Stéphane Graber stgraber at ubuntu.com
Wed Aug 19 16:21:49 UTC 2015


On Tue, Aug 18, 2015 at 02:13:16PM -0400, Jorge O. Castro wrote:
> Hello tech board,
> 
> It is my understanding that most of you are either at DebConf or
> LinuxConf, so I thought I'd start the conversation via mail, here's
> the context: https://lists.ubuntu.com/archives/ubuntu-desktop/2015-August/004693.html
> 
> A bunch of us have organized and are now publishing the drivers at
> ppa:~graphics-driver. While this will help advanced users by
> consolidating third party PPAs into one more organized one, it doesn't
> so much for the new user who is experiencing this new world of gaming
> on Linux. Two out of the three contributors to this PPA are well-known
> and trusted Ubuntu developers with years of contributions to Ubuntu.
> 
> I wanted to ensure that we got feedback from game developers
> themselves, which is why we asked Feral and Aspyr to leave their
> feedback directly. The thought is, if we can make Ubuntu rock for
> these guys, then the rest of us get the benefit of that work.
> 
> I'd like to propose the following:
> 
> - An additional entry in the graphics driver dialog that says
> something similar to "The latest upstream driver from Nvidia), this
> selection would never be the default.
> - The user accepts a way to acknowledge that these things are a
> community best effort and are provided as-is, with no expectations of
> support.
> 
> We would then update the PPA according to Nvidia's upstream release
> schedule.  I realize that this request is pretty much the antithesis
> of everything we know about shipping a well supported desktop
> operating system, so I'd like to kick off with some of my reasoning:
> 
> - The rate of first class AAA game titles for Linux is increasing, and
> a great deal of those games are requiring the latest drivers.
> - There is a bunch of things happening in the gaming space, like the
> Vulkan API and VR, which will mean that  this space will probably
> start to rev faster, not slow down.
> - SteamOS is for console OEMs.

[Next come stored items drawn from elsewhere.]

PR #4706, opened 2021-01-17
CA1825: Bail-out for expression trees

### LINKED ISSUE #4665: CA1825 - Avoid unnecessary zero-length array allocations deemed dangerous in expression trees
```csharp
Expression<Func<int[]>> f = () => new int[0];
```

suggests changing to using `Array.Empty<int>()` which LINQ query providers may not expect. In fact, the C# compiler avoids optimization of `new int[0]` to `Array.Empty<int>()` for empty `params` arrays inside expression trees, see https://github.com/dotnet/roslyn/issues/1103. Therefore it's questionable than any analyzer suggests such a rewrite, even for manual empty "new array initialization" because whatever library that consumes the expression tree at runtime may not be hardended to expect a `MethodCallExpression` where a `NewArrayExpression` occurred before.

Youssef1313:
Fixes #4665

### DIFF
--- a/src/NetAnalyzers/UnitTests/Microsoft.NetCore.Analyzers/Runtime/AvoidZeroLengthArrayAllocationsTests.cs
+++ b/src/NetAnalyzers/UnitTests/Microsoft.NetCore.Analyzers/Runtime/AvoidZeroLengthArrayAllocationsTests.cs
@@ -708,5 +708,37 @@ class C
 #pragma warning restore RS0030 // Do not used banned APIs
                 fixedSource);
         }
+
+        [Fact]
+        [WorkItem(4665, "https://github.com/dotnet/roslyn-analyzers/issues/4665")]
+        public async Task NoDiagnosticInExpressionTree_CSharp()
+        {
+            const string source = @"
+using System;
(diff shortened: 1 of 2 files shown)


src/NetAnalyzers/UnitTests/Microsoft.NetCore.Analyzers/Runtime/AvoidZeroLengthArrayAllocationsTests.cs
```diff
@@ -708,5 +708,36 @@ class C
...
+{
+    Expression<Func<int[]>> f = () => new int[0];
+}
+";
+            await VerifyCS.VerifyCodeFixAsync(source, source);
+        }
+
+        [Fact]
+        [WorkItem(4665, "https://github.com/dotnet/roslyn-analyzers/issues/4665")]
+        public async Task NoDiagnosticInExpressionTree_VisualBasic()
```
Youssef1313, line 730: 🔴 This test has passed before fixing the issue. It shouldn't have passed. Need to figure out why this happened.

mavasani (approved):
Thank you @Youssef1313!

For desktops and laptops, Valve tells
> people to use Ubuntu.
> - The demand for these drivers will cause people to do things to get
> them, including xorg-edgers, manually installing drivers (which is a
> terrible user experience),
> 
> Looking forward to the discussions, thanks for your time!

I'm personally -1 on this.

Ubuntu SRU rules specifically allow newer versions of such packages to
be uploaded to the supported Ubuntu archive when needed for hardware
enablement or fixing bugs, which it sounds like would match your use
case perfectly.

Furthermore, all Ubuntu flavours must be built entirely from the Ubuntu
archive and current policy (and one that I think makes sense) is that
packages aren't allowed to add external (to the Ubuntu project)
repositories.

Adding such an option would lead to a repository which people would
assume is somewhat "supported" by Ubuntu in the sense that should there
be negative interactions between that repository and archive packages,
people will file those bugs on Launchpad and may not be very happy when
we mark them all Invalid as they're running "unsupported software".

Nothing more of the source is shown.